Exactly. Skinned character rendering and vertex shader instancing are exactly the same thing, just used to achieve a different goal, so the same shader can be used for both.
It is quite trivial to change the shader instancing technique (from the instancing sample on creators.xna.com) to use SkinnedEffect as opposed to the custom shader it uses today.
> Exactly. Skinned character rendering and vertex shader instancing are exactly the same thing, just used to achieve a different goal, so the same shader can be used for both.
Aren't you very limited in how many instances you can render here? First of all the vertexbuffer needs all the vertexdata for all the instances, but most importantly the instance data has to be set using shaders constants which are limited in size (256?)

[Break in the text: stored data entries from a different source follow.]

PR #1266, opened 2024-10-29
installation_proxy: add `install_from_bytes()`

abdullah-albanna:
ability to install .ipa/.ipcc using bytes objects

### why?

it's way nicer to directly install a package without dealing with paths.

someone could do something like so

```Python
import requests
from pymobiledevice3.lockdown import create_using_usbmux
from pymobiledevice3.services.installation_proxy import InstallationProxyService

file = requests.get(
    "https://raw.githubusercontent.com/Abdullah-Albanna/YemenIPCC/refs/heads/master/iPhone7Plus/iOS 15.8.2/Using Default Bundle/iPhone7Plus_iOS_15.8.2_CellularSouthLTE.ipcc",
)

lockdown = create_using_usbmux()

InstallationProxyService(lockdown).install(file.content)

```

without the need to save it to a file and then installing it and then deleting it !
too much work

this is also valid 

```Python

from pathlib import Path

file = Path("file.ipa").read_bytes()

lockdown = create_using_usbmux()

InstallationProxyService(lockdown).install(file)


```

### DIFF
--- a/pymobiledevice3/services/installation_proxy.py
+++ b/pymobiledevice3/services/installation_proxy.py
@@ -1,8 +1,10 @@
 import os
+from enum import Enum
+from io import BytesIO
 from pathlib import Path
 from tempfile import TemporaryDirectory
 from typing import Callable, Optional
-from zipfile import ZIP_DEFLATED, ZipFile
+from zipfile import ZIP_DEFLATED, BadZipFile, ZipFile
 
 from parameter_decorators import str_to_path
 
@@ -19,6 +21,17 @@ TEMP_REMOTE_IPA_FILE = f'{TEMP_REMOTE_BASEDIR}/pymobiledevice3.ipa'
 TEMP_REMOTE_IPCC_FOLDER = f'{TEMP_REMOTE_BASEDIR}/pymobiledevice3.ipcc'
 
 
+class ZipFileType(Enum):
+    IPCC = 'ipcc'
+    IPA = 'ipa'
+
+    def is_ipcc(self) -> bool:
+        return self == ZipFileType.IPCC
+
+    def is_ipa(self) -> bool:
+        return self == ZipFileType.IPA
+
+
 def create_ipa_contents_from_directory(directory: str) -> bytes:
     payload_prefix = 'Payload/' + os.path.basename(directory)
     with TemporaryDirectory() as temp_dir:
@@ -31,6 +44,26 @@ def create_ipa_contents_from_directory(directory: str) -> bytes:
                     zip_file.write(full_path,
                                    arcname=f'{payload_prefix}/{os.path.relpath(full_path, directory)}')
         return zip_path.read_bytes()
+
+
+def classify_zip_file(zip_bytes: bytes) -> ZipFileType:
+    """ checks the zipped bytes if it's a .ipcc or .ipa """
+    try:
+        with ZipFile(BytesIO(zip_bytes), 'r') as zip_file:
+            # sometimes packages at first index don't have enough infos to check
+            dirs = zip_file.namelist()[1].split('/')
+
+            if dirs[0] != 'Payload':
+                raise AppInstallError('package does not have a payload')
+            if dirs[1].endswith('.app'):
+                return ZipFileType.IPA
+            elif dirs[1].endswith('.bundle'):
+                return ZipFileType.IPCC
+            else:
+                raise AppInstallError('package does not have the appropriate folders structure')
+
+    except BadZipFile:
+        raise AppInstallError('invalid bytes package')
 
 
 class InstallationProxyService(LockdownService):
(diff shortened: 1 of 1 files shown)


doronz88:
I much rather it be explicitly done than implicit. I'm okay with the `install_from_bytes()`, but it should a different API instead of modifying the current

abdullah-albanna:
that makes sense, should be good now

pymobiledevice3/cli/apps.py
```diff
@@ -48,7 +48,7 @@ def uninstall(service_provider: LockdownClient, bundle_id):
 @click.argument('package', type=click.Path(exists=True))
 def install(service_provider: LockdownServiceProvider, package: str) -> None:
     """ install given .ipa/.app/.ipcc """
-    InstallationProxyService(lockdown=service_provider).install_from_local(package)
+    InstallationProxyService(lockdown=service_provider).install(package)
```
doronz88: there is no actual reason for this diff

pymobiledevice3/services/installation_proxy.py
```diff
@@ -79,9 +100,9 @@ def send_cmd_for_bundle_identifier(self, bundle_identifier: str, cmd: str = 'Arc
         self.service.send_plist(cmd)
         self._watch_completion(handler, *args)
 
-    def install(self, package_path: str, options: Optional[dict] = None, handler: Callable = None, *args) -> None:
+    def install(self, package: str, options: Optional[dict] = None, handler: Callable = None, *args) -> None:
```
doronz88: restore old name

pymobiledevice3/services/installation_proxy.py
```diff
@@ -33,6 +34,26 @@ def create_ipa_contents_from_directory(directory: str) -> bytes:
         return zip_path.read_bytes()
 
 
+def classify_zip_file(zip_bytes: bytes) -> Literal['ipa', 'ipcc']:
```
doronz88: use python's Enum instead

pymobiledevice3/services/installation_proxy.py
```diff
@@ -33,6 +34,26 @@ def create_ipa_contents_from_directory(directory: str) -> bytes:
...
+    """ checks the zipped bytes if it's a .ipcc or .ipa """
+    try:
+        with ZipFile(BytesIO(zip_bytes), 'r') as zip_file:
+            # sometimes packages at first index don't have enough infos to check
+            dirs = zip_file.namelist()[1].split('/')
+
+            if dirs[0] != 'Payload':
+                raise AppInstallError('package does not have a payload')
```
doronz88, line 57:
```suggestion
                raise InvalidArgumentError('package does not have a payload')
```

pymobiledevice3/services/installation_proxy.py
```diff
@@ -33,6 +34,26 @@ def create_ipa_contents_from_directory(directory: str) -> bytes:
...
+            if dirs[1].endswith('.app'):
+                return 'ipa'
+            elif dirs[1].endswith('.bundle'):
+                return 'ipcc'
+            else:
+                raise AppInstallError('package does not have the appropriate folders structure')
+
+    except BadZipFile:
+        raise AppInstallError('invalid bytes package')
```
doronz88, line 66:
```suggestion
        raise InvalidArgumentError('invalid bytes package')
```

pymobiledevice3/services/installation_proxy.py
```diff
@@ -96,18 +117,38 @@ def uninstall(self, bundle_identifier: str, options: Optional[dict] = None, hand
...
         """ upload given ipa/ipcc onto device and install it """
-
         ipcc_mode = package_path.suffix == '.ipcc'
 
         if options is None:
             options = {}
 
         if ipcc_mode:
             options['PackageType'] = 'CarrierBundle'
+
```
doronz88: remove this diff

pymobiledevice3/services/installation_proxy.py
```diff
@@ -124,20 +165,35 @@ def install_from_local(self, package_path: Path, cmd: str = 'Install', options:
...
+            'PackagePath': (
+                TEMP_REMOTE_IPCC_FOLDER if ipcc_mode
+                else TEMP_REMOTE_IPA_FILE
+            )
+        })
 
         self._watch_completion(handler, ipcc_mode, args)
 
-    def upload_ipcc_as_folder(self, file: Path, afc_client: AfcService) -> None:
+    def upload_ipcc_as_folder(self, file: Union[Path, bytes], afc_client: AfcService) -> None:
```
doronz88: restore this function behavior to the old one. the bytes objects can already be convered to file in `install_from_bytes()`

doronz88 (changes requested):

pymobiledevice3/cli/apps.py
abdullah-albanna: what's the point of .install()?

pymobiledevice3/services/installation_proxy.py
abdullah-albanna: where is that exception?

pymobiledevice3/services/installation_proxy.py
abdullah-albanna: I don't understand, remove what?

pymobiledevice3/services/installation_proxy.py
abdullah-albanna: what do you mean?,  .ipcc  must be uploaded as a folder for both of the bytes and the path

correct me if that's not what you mean

doronz88:
Just making sure you saw I left some comments still

abdullah-albanna:
sorry, I don't get what you mean

can you tell me what to edit please, I understood some of it, but others are kind of confusing

doronz88:
There are still unresolved issues. See the existing comments

abdullah-albanna:
Yeah but could you take a look at my replies please 

The unresolved ones are what confuses me, I have already put a reply to them

doronz88:
image
I don't see any reply to any comment

abdullah-albanna:
my bad, I did not commit them

pymobiledevice3/services/installation_proxy.py
doronz88: this extra line what was added in the PR

pymobiledevice3/services/installation_proxy.py
doronz88: i don't want an api function acting differently depending in its supplied arguments. if it performs another logic it should be in its own api. the expected `file` argument can remain `Path`

doronz88 (changes requested):

abdullah-albanna:
I like how it gets crazy over an unused import

doronz88 (approved):

doronz88:
Thanks for your contribution!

> Aren't you very limited in how many instances you can render here?
Yes, exactly the same as with any implementation of the shader instancing algorithm. From the doc that comes with our Instanced Model sample:
There is a limit on how many shader instances can be drawn in a single batch. This comes partly from the limited number of shader constant registers available to hold the instance transform matrices (see the comment and MAX_SHADER_MATRICES constant at the top of InstanceModel.fx) and partly from the limited range of 16-bit index values. If we repeated the model data too many times, our 16-bit indices would overflow. We do not want to use 32-bit indices because they are not universally supported on all graphics cards. The InstancedModelPart class stores the result of combining these two batch size limits in the maxInstances field. If asked to draw more copies than this limit, the DrawShaderInstancing method splits up the request, drawing as many instances as possible in each call to DrawIndexPrimitives.
Exactly, about 60 instances per draw call. And I want 10000+ :)
> Exactly, about 60 instances per draw call. And I want 10000+ :)
So, on platforms that support it, use true hardware instancing. On platforms that do not support hardware instancing, shader instancing is a great alternative.
Obviously if you want to draw more instances than fit into shader registers, you must split into multiple batches. That's still much faster than doing no instancing at all. Check out eg. our instancing sample, and you will see that shader instancing and hardware instancing are usually about the same speed in practice.